# [PROBLEM STATEMENT]
Look through the entries below for the string "IsRangeDiff", and copy each line where it is found.

[Dataset records]
PR #8433, opened 2020-09-04
Add checkbox to prune tags

ivangrek:
Fixes #8430 

### Before

image

### After

image

image

## Test methodology 

Manual

## Test environment(s) 

- Git Extensions 3.4.3.9999
- Build d4b0f48bbf3e39a71f5d7ff5231be5678d4aa0f1
- Git 2.28.0.windows.1
- Microsoft Windows NT 10.0.19041.0
- .NET Framework 4.8.4200.0
- DPI 96dpi (no scaling)

----

:black_nib: I contribute this code under [The Developer Certificate of Origin](../blob/master/contributors.txt).

PR #8463, opened 2020-09-17
Revert "Add checkbox to prune tags"

RussKie:
Reverts gitextensions/gitextensions#8433


RussKie:
@ivangrek do you have any immediate plans to address the regression? If not, I'm going to revert the change.

ivangrek:
Removed for toolbar.

image

PR #8471, opened 2020-09-21
support for range-diff

### LINKED ISSUE #8448: Introduce UI for range-diff command
## Feature description
Git 2.19 added a new feature [range-diff](https://git-scm.com/docs/git-range-diff) which is very useful for checking for example conflict resolutions in a rebased branch. It would be awesome to have some UI for it. It could be launched in a similar manner like the regular diff window, i.e. selecting first commit using _Compare - Select as BASE to compare (Ctrl + L)_ and then selecting the other commit.
The UI itself could show the output of the command `git range-diff {first}...{second}` as a list of commits which are either unique in one of the revisions or same in both or differing. There should be options to hide each "category" of commits. For differing commits, there should be an option to show the original commit from either branch or their "combined" diff as reported by the `range-diff` command.

## Environment

- Git Extensions 33.33.33
- Build 4992b04e6e70ed491cf333365668be1fb4d51125
- Git 2.28.0.windows.1
- .NET Framework 4.8.4220.0
- DPI 96dpi (no scaling)

gerhardol:
Part of #8448 support for range diff

First 4 commits are refactoring, the two following are likely to be squashed (the second changes data structures, separated for review)

#8516 is a separate PR for presentation

## Proposed changes

Present range-diff in diff tab

Limit RevDiff context menu entries for combined diff and Git Errors, to limit for range-diff too (will be kept as a separate commit)

### Before

range-diff is new

combined diff
currentCombined diff

### After

See #8516 for range-diff

Combined diff

image

## Test methodology 

manual

----

### DIFF
--- a/GitCommands/Git/GitItemStatus.cs
+++ b/GitCommands/Git/GitItemStatus.cs
@@ -38,7 +38,10 @@ namespace GitCommands
             IsSkipWorktree = 1 << 10,
             IsSubmodule = 1 << 11,
             IsDirty = 1 << 12,
-            IsStatusOnly = 1 << 13
+
+            // Other flags are parsed from Git status, set fake flags for special uses
+            IsStatusOnly = 1 << 13,
+            IsRangeDiff = 1 << 14
         }
 
         private JoinableTask<GitSubmoduleStatus> _submoduleStatus;
@@ -136,14 +139,24 @@ namespace GitCommands
             set => SetFlag(value, Flags.IsDirty);
         }
 
-        /// <summary>
+        /// <remarks>
         /// This item is not a Git item, just status information
         /// If ErrorMessage is set, this is an error from Git, otherwise just a marker that nothing is changed
-        /// </summary>
+        /// </remarks>
         public bool IsStatusOnly
         {
             get => _flags.HasFlag(Flags.IsStatusOnly);
             set => SetFlag(value, Flags.IsStatusOnly);
+        }
+
+        /// <remarks>
+        /// This item is not a native git item, but a status information
+        /// calculated with git range-diff command.
+        /// </remarks>
+        public bool IsRangeDiff
+        {
+            get => _flags.HasFlag(Flags.IsRangeDiff);
+            set => SetFlag(value, Flags.IsRangeDiff);
         }
 
         private void SetFlag(bool isSet, Flags flag)
--- a/GitUI/UserControls/FileStatusItem.cs
+++ b/GitUI/UserControls/FileStatusItem.cs
@@ -1,4 +1,5 @@
 ﻿using System;
+using System.Runtime.CompilerServices;
 using GitCommands;
 using GitUIPluginInterfaces;
 using JetBrains.Annotations;
@@ -7,11 +8,13 @@ namespace GitUI.UserControls
 {
     public sealed class FileStatusItem
     {
-        public FileStatusItem([CanBeNull] GitRevision firstRev, [NotNull] GitRevision secondRev, [NotNull] GitItemStatus item)
+        public FileStatusItem([CanBeNull] GitRevision firstRev, [NotNull] GitRevision secondRev, [NotNull] GitItemStatus item, [CanBeNull] ObjectId baseA = null, [CanBeNull] ObjectId baseB = null)
         {
             FirstRevision = firstRev;
             SecondRevision = secondRev ?? throw new ArgumentNullException(nameof(secondRev));
             Item = item ?? throw new ArgumentNullException(nameof(item));
+            BaseA = baseA;
+            BaseB = baseB;
         }
 
         /// <summary>
@@ -27,6 +30,18 @@ namespace GitUI.UserControls
         /// </summary>
         [NotNull]
         public GitRevision SecondRevision { get; }
+
+        /// <summary>
+        /// If ranges are selected, the first commit (base) for <see cref="FirstRevision"/> (head)
+        /// </summary>
+        [CanBeNull]
+        public ObjectId BaseA { get; }
+
+        /// <summary>
+        /// If ranges are selected, the first commit (base) for <see cref="SecondRevision"/> (head)
+        /// </summary>
+        [CanBeNull]
+        public ObjectId BaseB { get; }
 
         /// <summary>
         /// The status item in the list
--- a/GitUI/UserControls/FileStatusList.cs
+++ b/GitUI/UserControls/FileStatusList.cs
@@ -937,7 +937,7 @@ namespace GitUI
                         listItem.Selected = true;
                     }
 
-                    listItem.Tag = new FileStatusItem(i.FirstRev, i.SecondRev, item);
+                    listItem.Tag = new FileStatusItem(i.FirstRev, i.SecondRev, item, i.BaseA, i.BaseB);
                     list.Add(listItem);
                 }
             }
@@ -982,15 +982,20 @@ namespace GitUI
 
             static string GetItemImageKey(GitItemStatus gitItemStatus)
             {
-                if (!gitItemStatus.IsNew && !gitItemStatus.IsDeleted && !gitItemStatus.IsTracked)
+                if (!gitItemStatus.IsNew && !gitItemStatus.IsDeleted && !gitItemStatus.IsTracked && !gitItemStatus.IsRangeDiff)
                 {
-                    // Illegal combinations, no flags set?
+                    // Illegal flag combinations or no flags set?
                     return nameof(Images.FileStatusUnknown);
                 }
 
                 if (gitItemStatus.IsDeleted)
                 {
                     return nameof(Images.FileStatusRemoved);
+                }
+
+                if (gitItemStatus.IsRangeDiff)
+                {
+                    return nameof(Images.Diff);
                 }
 
                 if (gitItemStatus.IsNew || (!gitItemStatus.IsTracked && !gitItemStatus.IsSubmodule))
--- a/GitUI/UserControls/FileStatusList.cs
+++ b/GitUI/UserControls/FileStatusList.cs
@@ -20,31 +20,23 @@ using GitUI.Properties;
 using GitUI.UserControls;
 using GitUIPluginInterfaces;
 using JetBrains.Annotations;
-using ResourceManager;
 
 namespace GitUI
 {
-    public delegate string DescribeRevisionDelegate(ObjectId objectId);
-
     public sealed partial class FileStatusList : GitModuleControl
     {
         private static readonly TimeSpan SelectedIndexChangeThrottleDuration = TimeSpan.FromMilliseconds(50);
-        private readonly TranslationString _diffWithParent = new TranslationString("Diff with a/");
-        private readonly TranslationString _diffBaseToB = new TranslationString("Unique diff BASE with b/");
-        private readonly TranslationString _diffCommonBase = new TranslationString("Common diff with BASE a/");
-        private readonly TranslationString _combinedDiff = new TranslationString("Combined diff");
         private readonly IFullPathResolver _fullPathResolver;
+        private readonly FileStatusDiffCalculator _diffCalculator;
         private readonly SortDiffListContextMenuItem _sortByContextMenu;
         private readonly IReadOnlyList<GitItemStatus> _noItemStatuses;
 
         private int _nextIndexToSelect = -1;
-        private bool _groupByRevision;
         private bool _enableSelectedIndexChangeEvent = true;
         private bool _mouseEntered;
         private ToolStripItem _openSubmoduleMenuItem;
         private Rectangle _dragBoxFromMouseDown;
-        private IReadOnlyList<(GitRevision firstRev, GitRevision secondRev, string summary, IReadOnlyList<GitItemStatus> statuses)> _itemsWithDescription
-            = Array.Empty<(GitRevision, GitRevision, string, IReadOnlyList<GitItemStatus>)>();
+        private IReadOnlyList<FileStatusWithDescription> _itemsWithDescription = new List<FileStatusWithDescription>();
         [CanBeNull] private IDisposable _selectedIndexChangeSubscription;
         [CanBeNull] private IDisposable _diffListSortSubscription;
 
@@ -100,6 +92,7 @@ namespace GitUI
             FilterWatermarkLabel.Font = new Font(FilterWatermarkLabel.Font, FontStyle.Italic);
             FilterComboBox.Font = new Font(FilterComboBox.Font, FontStyle.Bold);
 
+            _diffCalculator = new FileStatusDiffCalculator(() => Module);
             _fullPathResolver = new FullPathResolver(() => Module.WorkingDir);
             _noItemStatuses = new[]
             {
@@ -145,7 +138,8 @@ namespace GitUI
                     (nameof(Images.SubmoduleRevisionSemiUp), ScaleHeight(Images.SubmoduleRevisionSemiUp)),
                     (nameof(Images.SubmoduleRevisionSemiUpDirty), ScaleHeight(Images.SubmoduleRevisionSemiUpDirty)),
                     (nameof(Images.SubmoduleRevisionSemiDown), ScaleHeight(Images.SubmoduleRevisionSemiDown)),
-                    (nameof(Images.SubmoduleRevisionSemiDownDirty), ScaleHeight(Images.SubmoduleRevisionSemiDownDirty))
+                    (nameof(Images.SubmoduleRevisionSemiDownDirty), ScaleHeight(Images.SubmoduleRevisionSemiDownDirty)),
+                    (nameof(Images.Diff), ScaleHeight(Images.Diff))
                 };
 
                 for (var i = 0; i < images.Length; i++)
@@ -243,11 +237,9 @@ namespace GitUI
 
         [DesignerSerializationVisibility(DesignerSerializationVisibility.Hidden)]
         [Browsable(false)]
-        public DescribeRevisionDelegate DescribeRevision { get; set; }
+        public Func<ObjectId, string> DescribeRevision { get; set; }
 
         public bool FilterFocused => FilterComboBox.Focused;
-
-        public bool ShouldSerializeFilterVisible => FilterVisible != true;
 
         public bool FilterVisible
         {
@@ -295,14 +287,14 @@ namespace GitUI
         {
             get
             {
-                return GitItemStatusesWithDescription?.SelectMany(tuple => tuple.statuses).AsReadOnlyList()
+                return GitItemStatusesWithDescription?.SelectMany(tuple => tuple.Statuses).AsReadOnlyList()
                        ?? Array.Empty<GitItemStatus>();
             }
         }
 
-        private IReadOnlyList<(GitRevision firstRev, GitRevision secondRev, string summary, IReadOnlyList<GitItemStatus> statuses)> GitItemStatusesWithDescription
+        private IReadOnlyList<FileStatusWithDescription> GitItemStatusesWithDescription
         {
-            get { return _itemsWithDescription; }
+            get => _itemsWithDescription;
             set
             {
                 _itemsWithDescription = value ?? throw new ArgumentNullException(nameof(value));
@@ -310,18 +302,7 @@ namespace GitUI
             }
         }
 
-        public bool GroupByRevision
-        {
-            get => _groupByRevision;
-            set => _groupByRevision = value;
-        }
-
-        [DefaultValue(true)]
-        public bool MultiSelect
-        {
-            get => FileStatusListView.MultiSelect;
-            set => FileStatusListView.MultiSelect = value;
-        }
+        public bool GroupByRevision { get; set; }
 
         [Browsable(false)]
         [DefaultValue(true)]
@@ -440,7 +421,7 @@ namespace GitUI
         [DefaultValue(true)]
         public bool SelectFirstItemOnSetItems { get; set; }
 
-        public int UnfilteredItemsCount => GitItemStatusesWithDescription?.Sum(tuple => tuple.statuses.Count) ?? 0;
+        public int UnfilteredItemsCount => GitItemStatusesWithDescription?.Sum(tuple => tuple.Statuses.Count) ?? 0;
 
         // Public methods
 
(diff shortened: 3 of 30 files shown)


crypto-rsa:
Unfortunately the code is not yet robust enough - I am getting `ArgumentOutOfRangeException` for parameter `count` when trying to open a diff. The stack trace is
```
   at System.String.Remove(Int32 startIndex, Int32 count)
   at GitUI.FileStatusList.SetDiffs(IReadOnlyList`1 revisions, Func`2 getRevision)
   at GitUI.CommandsDialogs.FormDiff.PopulateDiffFiles()
   at GitUI.CommandsDialogs.FormDiff.<.ctor>b__15_3(Object <p0>, EventArgs <p1>)
   at System.EventHandler.Invoke(Object sender, EventArgs e)
   at System.Windows.Forms.Form.OnLoad(EventArgs e)
   at GitUI.GitExtensionsForm.OnLoad(EventArgs e)
   at System.Windows.Forms.Form.WndProc(Message& m)
```

(sorry, I can't share the repo)

gerhardol:
> Unfortunately the code is not yet robust enough - I am getting `ArgumentOutOfRangeException` for parameter `count` when trying to open a diff. The stack trace is

For sure, the parsing is not stable enough, it is not even reviewable...
The other commits are more or less ready for review (but may be changed due to feedback about parsing).

If similar issues occurs after next update of the parsing, an obfuscated output of the raw range-diff is helpful.

gerhardol:
Adapted parsing to Git internals (quite some hardcoding there), should work better now
(icons are not setup now)

crypto-rsa:
Would it be possible to colour the lines starting with `@@` (delimiting individual file chunks), just like in a normal diff?

gerhardol:
> Would it be possible to colour the lines starting with `@@` (delimiting individual file chunks), just like in a normal diff?

For the raw output, the git colors could be adopted to the theme and displayed. But I did not see a simple way to display the terminal colors in the file viewer. 

My primary target is still to parse the output.

gerhardol:
Some cleanup (a range check for four selections simplified the code).

GitUI/UserControls/FileStatusList.cs
```diff
@@ -697,64 +703,146 @@ public void SetDiffs(IReadOnlyList<GitRevision> revisions, Func<ObjectId, GitRev
...
+                firstRev = revBase,
+                secondRev = selectedRev,
+                summary = _diffCommonBase.Text + GetDescriptionForRevision(baseRevGuid),
+                statuses = commonBaseToAandB
+            });
+
+            // Git range-diff is slow and memory consuming, so just skip if diff is large
+            // to avoid that GE seem to hang when selecting the range diff
+            const int maxRangeDiffCommits = 100;
+            int? count = Module.GetCommitCount(firstRevHead.ToString(), selectedRevHead.ToString());
```
mstv, line 827: This seems to work. I am confused how it does - at least without digging into git commands:
For `baseA..headA baseB..headB`, this will try to find the number of commits between the _unrelated_ `headA` and `headB`.
Would one or both distances between `baseA` and `headA` as well as between `baseB` and `headB` be a more comprehensible criterion?
(I have not yet thought about which one must be chosen for a selection of 3 commits.)

GitUI/UserControls/FileStatusList.cs
```diff
@@ -780,32 +868,36 @@ static ObjectId GetRevisionOrHead(GitRevision rev, Lazy<ObjectId> head)
...
 
         private string GetDescriptionForRevision(ObjectId objectId)
         {
-            if (DescribeRevision != null)
-            {
-                return DescribeRevision(objectId);
-            }
-
-            return objectId?.ToShortString();
+            return DescribeRevision != null ? DescribeRevision(objectId) : objectId?.ToShortString();
```
mstv, line 900: Then also?
```suggestion
            => DescribeRevision != null ? DescribeRevision(objectId) : objectId?.ToShortString();
```

GitUI/UserControls/FileStatusList.cs
```diff
@@ -1103,6 +1195,11 @@ static string GetItemImageKey(GitItemStatus gitItemStatus)
                     return nameof(Images.FileStatusRemoved);
                 }
 
+                if (gitItemStatus.RangeDiff)
+                {
+                    return nameof(Images.Diff);
+                }
+
```
mstv, line 1202: Could be moved to the begin of the function. Would save the check at line 1187.

GitCommands/Git/GitItemStatus.cs
```diff
@@ -53,6 +53,7 @@ private enum Flags
         public string RenameCopyPercentage { get; set; }
 
         public StagedStatus Staged { get; set; }
+        public bool RangeDiff { get; set; }
```
mstv, line 56: Not sure, should this be another flag as those below, especially like `IsStatusOnly`?

mstv (commented):
The split commits have facilitated the review.

GitUI/UserControls/FileStatusList.cs
```diff
@@ -300,7 +298,17 @@ public IReadOnlyList<GitItemStatus> GitItemStatuses
...
-        private IReadOnlyList<(GitRevision firstRev, GitRevision secondRev, string summary, IReadOnlyList<GitItemStatus> statuses)> GitItemStatusesWithDescription
+        private class FileStatusWithDescription
+        {
+            public GitRevision firstRev;
+            public GitRevision secondRev;
+            public ObjectId baseA;
+            public ObjectId baseB;
+            public string summary;
+            public IReadOnlyList<GitItemStatus> statuses;
+        }
```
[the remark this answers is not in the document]
gerhardol: This is a private class, this should not be exposed to other modules.
I rather have a class than tuples

I spent some time restructuring to make this reviewable, will wait to change names.
(Even if this change itself simplifies comparing...)

GitUI/UserControls/FileStatusList.cs
```diff
@@ -697,64 +703,146 @@ public void SetDiffs(IReadOnlyList<GitRevision> revisions, Func<ObjectId, GitRev
...
+                ? new Lazy<ObjectId>(() => getRevision(ObjectId.IndexId).FirstParentId)
+                : new Lazy<ObjectId>(() => Module.RevParse("HEAD"));
+            var firstRevHead = GetRevisionOrHead(firstRev, head);
+            var selectedRevHead = GetRevisionOrHead(selectedRev, head);
+            var baseRevGuid = Module.GetMergeBase(firstRevHead, selectedRevHead);
 
+            // Four selected, to check if two ranges are selected
+            var baseA = (revisions.Count != 4 || baseRevGuid is null)
+                ? null
+                : Module.GetMergeBase(GetRevisionOrHead(revisions[3], head), firstRevHead);
```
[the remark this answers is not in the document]
gerhardol: Nothing compared to calculating the diff between unrelated commits.
(this is not changed from current)

git-merge-base can be eliminated by using getRevision() in the normal case when the common parent is within something like 10 commits from the commits to compare. But is optimizing the simple case.

Longer term, the diffs could be calculated async, maybe only calculate other than first diff on demand (when expanding the group).

This PR adds a git-rev-list call, which adds little to the load.

GitUI/UserControls/FileStatusList.cs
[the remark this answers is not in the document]
mstv: >> Nit: One class per file?

> This is a private class, this should not be exposed to other modules.

I was not sure whether this rule applies here. @RussKie?

> I rather have a class than tuples

👍

GitUI/UserControls/FileStatusList.cs
gerhardol: baseA/baseB is only used with four selections, there is a check that baseA really is the base to firstSelected, otherwise multi diff is done. So this is already checked
For three commits, the merge-base must be selected (so a 'base' that is older is not identified and multidiff is displayed instead).

GitUI/UserControls/FileStatusList.cs
gerhardol: ok

GitUI/UserControls/FileStatusList.cs
gerhardol: Yes, this is a leftover from supporting other info in RangeDiff

GitCommands/Git/GitItemStatus.cs
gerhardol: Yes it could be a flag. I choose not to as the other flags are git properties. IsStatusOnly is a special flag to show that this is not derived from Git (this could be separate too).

# [WRITTEN ANSWER]
+            IsRangeDiff = 1 << 14
+        public bool IsRangeDiff
+            get => _flags.HasFlag(Flags.IsRangeDiff);
+            set => SetFlag(value, Flags.IsRangeDiff);
+                if (!gitItemStatus.IsNew && !gitItemStatus.IsDeleted && !gitItemStatus.IsTracked && !gitItemStatus.IsRangeDiff)
+                if (gitItemStatus.IsRangeDiff)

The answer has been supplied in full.